International career
- 2001: U-17 Canada / 3 / (0)

= Jeremy Shepherd =

Canadian former soccer player (born 1985)

Jeremy Shepherd (born April 8, 1985) is a Canadian former soccer player who played as a forward.

==Club career==

=== Youth career ===
Shepherd began playing at the youth level with the Toronto Lynx Jrs in their inaugural season in the Super Y-League in 2000. He also played his youth soccer with Dixie Soccer Club and spent some time in the Hertha Berlin youth system.

=== Oakville ===
After graduating from the Lynx Academy, he signed with the Oakville Blue Devils of the Canadian Professional Soccer League playing under former Director of Lynx Academy Duncan Wilde. On September 11, 2005, he made his debut against St. Catharines Wolves. A week after he recorded his first professional goal on September 15, 2005, against North York Astros. He helped Oakville clinch a postseason by finishing second in the Western Conference. He featured in the CPSL Championship finals match against Vaughan Shooters, and won the championship by a score of 2-1.

=== Toronto Lynx ===
In 2006, when Wilde returned to the Toronto Lynx he signed Shepherd to a contract with the senior team in the USL First Division.

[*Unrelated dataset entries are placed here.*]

PR #951, opened 2021-04-21
Updates to pulsar gating script

tristpinsm:


nritsche:
@tristpinsm could you give a short description what these changes are about. Is there an issue for this?
It looks like you have to run black (again?). Maybe you need to first update black to `19.10b0`.

tristpinsm:
These are changes that were developed based on feedback from the 26m operators when we were regularly observing pulsars, but never got merged. There's also some stuff to keep it up to date with changes in coco. I have black version 20.8b1, so I guess I have to downgrade.

python/kotekan/scripts/polyco_tools.py
```diff
@@ -32,6 +38,39 @@ def parse_parfile(fname):
...
+                line = [l.strip() for l in line.split()]
+                if not len(line) == 71:
+                    raise ValueError(
+                        "File {} contains line with unexpected number of entries.".format(
+                            fname
+                        )
+                    )
+                # skip index
+                _ = line.pop[0]
+                name = re.match("^OBS(.+)$", line.pop(0))
```
nritsche, line 48: Should we add some error handling in case this doesn't match as expected?

python/kotekan/scripts/polyco_tools.py
```diff
@@ -271,12 +310,67 @@ def update_polyco(
...
+    "--parfile-dir",
+    type=str,
+    default=PARFILE_DIR,
+    help="Directory containing pulsar parfiles.",
+)
+@click.option(
+    "--reference",
+    type=float,
+    default=None,
+    help="Reference time for observations.",
```
nritsche: `show_default="Current time."`

python/kotekan/scripts/polyco_tools.py
```diff
@@ -88,6 +88,16 @@ def mjd(unixtime):
     click.echo(unix2mjd(ts))
 
 
+@click.command()
+@click.argument('unixtime', required=False, default=None, type=float)
+def lst(unixtime):
+    """ Convert unix time to LST (in hours).
+        Will print LST now if no time is provided. """
```
nritsche: `show_default="Current time/now."`

python/kotekan/scripts/polyco_tools.py
```diff
@@ -343,6 +377,7 @@ def update_polyco(
 )
 @click.pass_context
 def import_schedule(ctx, fname, url, tempo_dir, parfile_dir, reference):
+    """NOT IMPLEMENTED YET"""
```
nritsche, line 350: What does this mean? We should remove this or prevent people from using it if it doesn't work at all.

nritsche (changes requested):
Thanks! the commit history made it much easier to understand what's going on when reviewing. However some of the commits seem to fix each other and we should squash those.
Can you either rewrite the commit history into a minimal set or write a longer commit message that we can use for a squash commit merge of this PR?

I commented on the `list.pop[0]` in the function that parses the scheduling files. I don't understand how that would not error. Did you test it?

python/kotekan/scripts/polyco_tools.py
```diff
@@ -58,7 +58,7 @@ def mjd(unixtime):
     "--end-time",
     type=float,
     default=None,
-    help="Specify an end time to generate polyco / match segment with maximum overlap",
+    help="Specify an end time to generate polyco / match segment with maximum overlap. Defaults to start time + 1.",
```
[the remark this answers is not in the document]
tristpinsm: It's specified by the `time-spec` argument, and the default is MJD.

tristpinsm:
> Can you either rewrite the commit history into a minimal set or write a longer commit message that we can use for a squash commit merge of this PR?
I had to do a pretty extensive rebase to get this up to date with `develop`, so the commit history might be messed up, and I intended it to be squashed merged.

> I commented on the `list.pop[0]` in the function that parses the scheduling files. I don't understand how that would not error. Did you test it?
No, the schedule importing functionality is half-baked, but I don't think that should hold things back. This code has already been languishing for way too long, and getting that working is pretty low-priority.

I will fix the docstrings etc. Thanks!

python/kotekan/scripts/polyco_tools.py
```diff
@@ -265,7 +262,7 @@ def update_polyco(
                 check_call(["at", end_str], stdin=tmpf)
         else:
             print("Sending update to {}...".format(url))
-            r = requests.post(url, json=update)
+            r = requests.post(url + "/update-pulsar-gating", json=update)
```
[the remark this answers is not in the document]
tristpinsm: Now you specify the `coco` URL, but the endpoints are fixed. It's used for two different endpoints, so you would need to make them separately configurable, and that doesn't seem useful.

python/kotekan/scripts/polyco_tools.py
tristpinsm: I could make it just do nothing and print that out instead.

python/kotekan/scripts/polyco_tools.py
```diff
@@ -144,22 +144,30 @@ def update_polyco(
     url,
     tempo_dir,
 ):
-    """Generate a gating polyco update from a parfile and send to kotekan."""
+    """Generate a gating polyco update from a parfile and send to kotekan.
+    Required arguments are the path to the parfile and the start time for the polyco
+    (enter 'now' to use current time minus 0.2 days).
```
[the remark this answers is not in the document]
tristpinsm: Click doesn't accept a `help` parameter for arguments.

python/kotekan/scripts/polyco_tools.py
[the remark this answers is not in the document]
tristpinsm: this doesn't seem to work... In the docs they only mention its use for user input options, but I don't know if that implies it's not meant to work for other types. In any case I don't see it show up in the help.

python/kotekan/scripts/polyco_tools.py
nritsche: You can `raise NotImplementedError`

tristpinsm:
yes, I think so.

anjakefala (changes requested):
Please remove commits for the untested code!

PR #953, opened 2021-04-23
Fix problem with tracking beam gain updates

### LINKED ISSUE #935: majority of channels for CHIME/Pulsar beamformed voltages are zero-weighted
On 12 March 2021, a few of us noticed that the majority of data being transmitted to CHIME/Pulsar showed signs of faulty frequency data. An example of what we are currently seeing is shown in the histogram attached to this issue, which shows a histogram of time-averaged intensity values across the 1,024 channels we receiver at CHIME/Pulsar for `B0950+08`; the left-hand ("bad") panel was recorded on 12 March, and the right-hand ("good") panel was recorded on 10 March (at ~1am ET).

While still under investigation, we have so far determined the following:

1. the first data scan to show these issues was recorded on 10 March at ~3:30pm ET;
2. this issue is present for beams `[1,2,3,6,7,8]`, but not for `[0,4,5,9]`;
3. @emmanuelfonseca reverted gain solutions to those recorded on 9 March, to check and see if the solutions are related to this issue; however, the issue persisted despite switching to older gains that produced normal/good data products;
4. @emmanuelfonseca hardbooted at least one of the nodes receiver the affected beams, to check and see if this was somehow related to drop packets not being reflected in Grafana metrics; this restart did not alleviate the issue in any clear way.

B0950_59283_59285_channel_average_hist

andrerenard:
Fixes a logical error introduced by #811.  Basically the code implicitly required all the beams to be updated every time, but #811 changed it so only one beam was updated and the values of the other beams were just whatever was currently in that frame.  Because of the fact there are 10 beams, the buffer depth for the gains was 5, and all gains are loaded at once on startup, this caused the issue to get mostly hidden - the system just ended up using old gains for some beams. 

The hotfix corrects this by keeping a local set of gains and copying them into each new output frame.  

Closes #935

### DIFF
--- a/lib/stages/ReadGain.cpp
+++ b/lib/stages/ReadGain.cpp
@@ -78,6 +78,13 @@ ReadGain::ReadGain(Config& config, const std::string& unique_name,
     register_producer(gain_tracking_buf, unique_name.c_str());
     update_gains_tracking = false;
 
+    // Create a space to store gains for all the tracking beams
+    // Initial values will be set by the call back functions below on startup
+    tracking_beam_gains = (float*)malloc(gain_tracking_buf->frame_size);
+    if (tracking_beam_gains == nullptr) {
+        throw std::runtime_error("Could not allocate memory in ReadGain for tracking gains");
+    }
+
     using namespace std::placeholders;
 
     // listen for gain updates FRB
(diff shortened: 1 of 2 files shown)


james-s-willis (approved):
Looks good to me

He made his debut on April 22, 2006, against the Virginia Beach Mariners. On July 16, 2006, against the Atlanta Silverbacks, he broke his leg in a collision with a Silverback player forcing him to miss the rest of the season. He made 13 appearances with the club in his debut season.

=== CSL ===
After recovering from his injury Shepherd signed with the Brampton Lions for the 2008 CSL season. Shepherd ended his two-year goal drought on September 20 against North York Astros, where he scored two goals in a 3-1 victory. He continued his fine form in a cruising 6-0 victory over London City where he recorded two goals and clinched a playoff spot for the Lions. On May 14, 2009, the Brampton Lions re-signed Shepherd for the 2009 season. Where he helped the club secure a postseason berth by finishing third in the National Division.

He re-signed with Brampton for the 2011 season. In his fourth season with Brampton, he assisted in securing a postseason berth by finishing fourth in the First Division. After a four-year tenure in Brampton, he was recruited by Ron Davidson to sign with Brantford Galaxy for the 2012 season. He made his debut for the club on May 6, 2012, against the York Region Shooters. He recorded his first goal and a hat-trick on June 17, 2012, against SC Waterloo Region.

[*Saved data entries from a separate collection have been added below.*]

PR #954, opened 2021-04-29
Count all frames in gated datasets

tristpinsm:
Should we also copy over `rfi_total`?


jrs65:
> Should we also copy over `rfi_total`?

Yeah, I think so.

jrs65 (approved):

jrs65 (approved):

PR #955, opened 2021-04-29
Timeout waiting for full frame in writer

tristpinsm:


lib/stages/BaseWriter.cpp
```diff
@@ -95,19 +96,24 @@ void BaseWriter::main_thread() {
 
     frameID frame_id(in_buf);
 
+    const int tsec = (int)acq_timeout;
+    const timespec timeout = {tsec, (long)((acq_timeout - tsec) * 1e9)};
```
jrs65, line 100: It looks like you could replace this with a call to `double_to_ts`

lib/stages/BaseWriter.cpp
```diff
@@ -95,19 +96,24 @@ void BaseWriter::main_thread() {
...
+    int status;
```
jrs65, line 101: This should be defined within the loop to limit the scope, I would just do `auto status = wait_....`

jrs65 (changes requested):

jrs65 (approved):

PR #958, opened 2021-05-05
Add a statistic tracker for min/max/avg/std

Jintao-Xu:
- Deque is used for min and max with O(1) processing time
- Advanced calculation formulas are used for avg and std_dev with O(1) processing time
- Unit tests have been added to test min, max, avg and std_dev

### DIFF
--- a/lib/utils/visUtil.cpp
+++ b/lib/utils/visUtil.cpp
@@ -8,6 +8,7 @@
 #include <regex>     // for sregex_token_iterator, match_results<>::_Base_type, _NFA, regex
 #include <sstream>   // for basic_stringbuf<>::int_type, basic_stringbuf<>::pos_type, basic_st...
 #include <stdexcept> // for runtime_error, invalid_argument
+#include <limits>    // for std::numeric_limits<int>::max() and std::numeric_limits<int>::min()
 
 using nlohmann::json;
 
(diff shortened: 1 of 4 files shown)


james-s-willis (approved):
This looks really good, @Jintao-Xu! It might be useful to have your unit tests included in the kotekan repo and for them to run as CI tests for regression purposes. What do you think @andrerenard ?

lib/utils/visUtil.cpp
```diff
@@ -238,6 +238,97 @@ double movingAverage::average() {
...
+    }
+
+    mean = this->get_avg();
+
+    for (size_t i = 0; i < count; i++) {
+        index = (front + i) % buf_size;
+        standardDeviation += pow(rbuf[index] - mean, 2);
+    }
+
+    return sqrt(standardDeviation / count);
```
andrerenard, line 329: For most of what we are measuring using the sample standard deviation will make more sense.
```suggestion
    return sqrt(standardDeviation / (count - 1));
```

andrerenard (changes requested):
This is looking great, thanks!  I've added some notes inline. 

While I know I said we'd just compute the mean/std values over the array when asked, that was mostly to get started, and there is a better way to do these.  If you keep track of partial statistics as you add (and remove) samples, you can convert your mean/std functions to run in O(1) time, at only the expense of some O(1) operations in the `add_sample()` function.   For example for the average, you can just track the sum of all values in the array, and add/subtract from the sum when you add a new value.  Then in the avg function just return `sum/count`.  A similar approach can be done for the standard deviation:  https://jonisalonen.com/2014/efficient-and-accurate-rolling-standard-deviation/

You can do something similar with the min/max functions, but that's a more complex exercise, since it involves more complex data structures.  The algorithms you would most likely want to use are `ascending minima` and `descending maxima` using a heap or deque.  It's not obvious for our relatively simple case with small values of N that this is worth it, but it's an interesting problem to think about.

andrerenard:
And I agree with @james-s-willis we should add some `boost` unit tests for the class: http://lwlab.dunlap.utoronto.ca/kotekan/dev/dev_unittests.html#testing-a-c-function   See for example: https://github.com/kotekan/kotekan/blob/develop/tests/boost/test_truncate.cpp

Jintao-Xu:
@andrerenard @andrerenard Thanks for your suggestions! I'll work on them and produce better code. Also will add unit tests as well.

Jintao-Xu:
- Used advanced formula provided by Andre to compute std_dev.
- Added deque to keep tracking min and max values

lib/utils/visUtil.hpp
```diff
@@ -527,6 +528,110 @@ class movingAverage {
     bool initialised = false;
 };
 
+/**
+ * @class SlidingWindowMinMax
```
andrerenard, line 533: I think class is is based off this [work](https://www.nayuki.io/page/sliding-window-minimum-maximum-algorithm) correct?  If so, you should include a reference to the original blog post/code where the original ideas/code come from.

lib/utils/visUtil.hpp
```diff
@@ -527,6 +528,110 @@ class movingAverage {
...
+ **/
+class SlidingWindowMinMax {
+
+public:
+    /**
+     * @brief Get the current minimum value from the front of minDeque.
+     *
+     * @return The current minimum value.
+     **/
+    double getMinimum();
```
andrerenard, line 545: Since this isn't being included as an external library but instead being modified to become a part of our main source code, it should be formatted to match our coding standards. 
```suggestion
    double get_minimum();
```

andrerenard (changes requested):
Thanks for the updates!  I need to still convince myself the sliding min/max works in all cases, but overall this looks really good.   Some comments inline.

lib/utils/visUtil.hpp
```diff
@@ -527,6 +529,112 @@ class movingAverage {
     bool initialised = false;
 };
 
+// The following class is modified based on
+// https://www.nayuki.io/page/sliding-window-minimum-maximum-algorithm
+/**
+ * @class SlidingWindowMinMax
+ *
+ * @brief Use two deques to keep tracking minimum and maximum values.
+ **/
```
andrerenard, line 538: Keep all the comments in the same block.  Doxygen allows for extended description details in the main body of the comment block. 
```suggestion
/**
 * @class SlidingWindowMinMax
 *
 * @brief Use two deques to keep tracking minimum and maximum values.
 *
 * This class is based on a modified version of:
 * https://www.nayuki.io/page/sliding-window-minimum-maximum-algorithm
 **/
```

andrerenard (approved):
This all looks good thanks!  I will get this merged in now.  There is actually an interesting aside question here of what's more efficient for the min/max in different use cases.  The worse case insertion cost here is O(n), but if you are reading the currently min/max after each sample this is more much more optimal than doing a brute force array read.   However, if you only check the min/max periodically, it might be more efficient to just do the brute force approach and save on insertion costs.   I don't expect the difference will matter practically, but as an extension someday it might be worth having two modes for min/max as an option.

After the dismissal of head coach Ron Davidson, he along with the other five players left the club in support of Davidson. Though he later returned to Brantford to finish off the remainder of the season.

== International career ==
He made his debut for the Canada men's national under-17 soccer team on April 20, 2001, against the United States in the 2001 CONCACAF U-17 Tournament.